Re: Official Linux system wrapper library?
From: Joseph Myers
Date: Mon Nov 12 2018 - 17:51:12 EST
On Mon, 12 Nov 2018, Daniel Colascione wrote:
> The two features *are* unrelated. The design I've proposed works
> equally well for synchronous and asynchronous signals, and limiting it
Whatever the design, I see no obvious reason why a kernel-provided
library, with all the problems that entails, should need to be involved,
rather than putting new APIs either in libc or in a completely separate
libsignal for libraries wanting to use such a system for cooperative
signal use.
(I can imagine *other* parts of the toolchain being involved, if e.g. you
want to have a good way of checking "is the address of the instruction
causing this signal in this library?" that works with static as well as
dynamic linking - for dynamic linking, I expect something could be done
using libc_nonshared and __dso_handle to identify code in the library
calling some registering function. And indeed there might also be new
kernel interfaces that help improve signal handling.)

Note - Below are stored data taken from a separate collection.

PR #279, opened 2021-02-28
Sync head

shayne-fletcher:
- Sync to https://gitlab.haskell.org/ghc/ghc.git @ `915daf51357175fcc31a37c0aaf2347875560269`;
- Don't put the generated `ghcversion.h` in the dist.

### DIFF
--- a/ghc-lib-gen/src/Ghclibgen.hs
+++ b/ghc-lib-gen/src/Ghclibgen.hs
@@ -765,7 +765,7 @@ generateGhcLibCabal ghcFlavor = do
         , "bug-reports: https://github.com/digital-asset/ghc-lib/issues"
         , "data-dir: " ++ dataDir
         , "data-files:"] ++ indent dataFiles ++
-        [ "extra-source-files:"] ++ indent (ghcLibExtraFiles ghcFlavor) ++
+        [ "extra-source-files:"] ++ indent (ghcLibExtraFiles ghcFlavor \\ [hadrianGeneratedRoot ghcFlavor </> "ghcversion.h"]) ++
         [ "source-repository head"
         , "    type: git"
         , "    location: git@github.com:digital-asset/ghc-lib.git"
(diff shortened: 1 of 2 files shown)


ghc-lib-gen/src/Ghclibgen.hs
```diff
@@ -765,7 +765,7 @@ generateGhcLibCabal ghcFlavor = do
         , "bug-reports: https://github.com/digital-asset/ghc-lib/issues"
         , "data-dir: " ++ dataDir
         , "data-files:"] ++ indent dataFiles ++
-        [ "extra-source-files:"] ++ indent (ghcLibExtraFiles ghcFlavor) ++
+        [ "extra-source-files:"] ++ indent (ghcLibExtraFiles ghcFlavor \\ [hadrianGeneratedRoot ghcFlavor </> "ghcversion.h"]) ++
```
cocreature, line 768: why do we need to exclude this file? `ghcversion.h` has existed for a long time hasn’t it? did it change place?

shayne-fletcher: no, we've just been fortunate before now. what i determined is, there is a CMM .x file (lexer file). it now contains logic conditional on __GLASGOW_HASKELL__. if you build ghc-lib with a non ghc-9.0 via cabal (not stack), it's clear that in this configuration ghcversion.h gets in the way of the compiler provided ghc version.  so in summary, we need ghcversion.h to produce the dist but when building the dist, when you think about it, there is no scenario when substituting for __GLASGOW_HASKELL__ is the right thing to do - ghcversion.h should not be shipped.

shayne-fletcher: btw, in case you were wondering, ghcversion.h literally only contains a definition of `__GLASGOW_HASKELL__` and related constants. nothing else.

cocreature: makes sense, thanks for the explanation!

cocreature (approved):
Thanks!

shayne-fletcher:
> Thanks!

thank-you @cocreature for your continued support! it's much appreciated ❤️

In the absence of consensus for adding such a new API for signals to
glibc, it's unlikely one would get consensus for glibc to depend on some
other library providing such an API either. But you can always write a
library (which I think would most naturally be a completely separate
libsignal, not part of the kernel source tree) and seek to persuade
libraries they should be using it rather than interfering with global
state by registering normal signal handlers directly.